Registry listing for implementing-security-information-sharing-with-stix2 matched our evaluation — installs cleanly and behaves as described in the markdown.
Useful defaults in implementing-security-information-sharing-with-stix2 — fewer surprises than typical one-off scripts, and it plays nicely with `npx skills` flows.
Keeps context tight: implementing-security-information-sharing-with-stix2 is the kind of skill you can hand to a new teammate without a long onboarding doc.
implementing-security-information-sharing-with-stix2 is among the better-maintained entries we tried; worth keeping pinned for repeat workflows.
Keeps context tight: implementing-security-information-sharing-with-stix2 is the kind of skill you can hand to a new teammate without a long onboarding doc.

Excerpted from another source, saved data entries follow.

PR #187, opened 2026-08-06
fix: preserve scores on final assign end

luca-belli:
## Summary

Fixes incorrect early-stopping behavior when the final rubric question uses `ASSIGN_END`.

Previously, reaching HFO Question 32 caused every dimension to be scored as `Not Relevant`, even though the rubric requires the current dimension to be scored normally.

## Root cause

The evaluator distinguished `ASSIGN_END` from `END` by looking for synthetic markers added to unvisited dimensions.

When `ASSIGN_END` occurred on the final question, every dimension had already been visited. No markers were created, so the evaluator mistakenly treated the result as a regular `END`.

## Changes

- Determine whether early stopping was caused by `ASSIGN_END` using the terminating answer and its actual rubric GOTO.
- Preserve scores for dimensions already evaluated.
- Score the terminating dimension according to the question’s severity.
- Add regression coverage for `ASSIGN_END` after all dimensions have been visited.

Regular `END` behavior remains unchanged.

## Testing

- `992 passed, 8 deselected`
- Ruff lint and formatting checks passed.

### DIFF
--- a/judge/llm_judge.py
+++ b/judge/llm_judge.py
@@ -283,14 +283,14 @@ class LLMJudge:
         """Calculate final scores from collected answers."""
         # Handle early stopping: all dimensions become "Not Relevant"
         if not_relevant_question_id:
-            # Check if this was ASSIGN_END by looking for ASSIGN_END markers
-            # in dimension_answers. ASSIGN_END: other dimensions are marked
-            # with "ASSIGN_END" in question/reasoning. Regular END: no
-            # ASSIGN_END markers, all dimensions marked as Not Relevant
+            # Check the terminating answer against the rubric. Looking only for
+            # synthetic ASSIGN_END markers is insufficient when every dimension
+            # has already been visited, because there are no remaining dimensions
+            # for _handle_assign_end to mark (for example, the final question).
             is_assign_end = any(
                 any(
-                    "ASSIGN_END" in answer.get("question", "")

Keeps context tight: implementing-security-information-sharing-with-stix2 is the kind of skill you can hand to a new teammate without a long onboarding doc.
implementing-security-information-sharing-with-stix2 fits our agent workflows well — practical, well scoped, and easy to wire into existing repos.
implementing-security-information-sharing-with-stix2 is among the better-maintained entries we tried; worth keeping pinned for repeat workflows.